Segment Start: Given records
PR #36, opened 2026-04-19
Add KsrpcException base class and @KsErrorData annotation

### LINKED ISSUE #13: KsrpcException base class + @KsErrorData sibling annotation for typed error payloads
## Motivation

When a server-side handler fails, the client today receives an `IllegalStateException` with a string message. Any structured error payload the server sent in JSON-RPC's `error.data` field is effectively lost — callers have no typed access.

Many JSON-RPC-based protocols define typed error data for specific methods. LSP, for instance, declares typed error payloads on `initialize` (`InitializeError` with a `retry` boolean), `textDocument/diagnostic`, and `workspace/diagnostic`. Clients need to be able to inspect these structurally.

### Base exception in ksrpc-core

```kotlin
open class KsrpcException(
    val code: Int,
    message: String,
    val data: JsonElement? = null
) : RuntimeException(message)
```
Segment End: Given records
**Work task**
The expected response is the full set of records, reproduced exactly.

**Written answer**
PR #36, opened 2026-04-19
Add KsrpcException base class and @KsErrorData annotation

### LINKED ISSUE #13: KsrpcException base class + @KsErrorData sibling annotation for typed error payloads
## Motivation

When a server-side handler fails, the client today receives an `IllegalStateException` with a string message. Any structured error payload the server sent in JSON-RPC's `error.data` field is effectively lost — callers have no typed access.

Many JSON-RPC-based protocols define typed error data for specific methods. LSP, for instance, declares typed error payloads on `initialize` (`InitializeError` with a `retry` boolean), `textDocument/diagnostic`, and `workspace/diagnostic`. Clients need to be able to inspect these structurally.

### Base exception in ksrpc-core

```kotlin
open class KsrpcException(
    val code: Int,
    message: String,
    val data: JsonElement? = null
) : RuntimeException(message)
```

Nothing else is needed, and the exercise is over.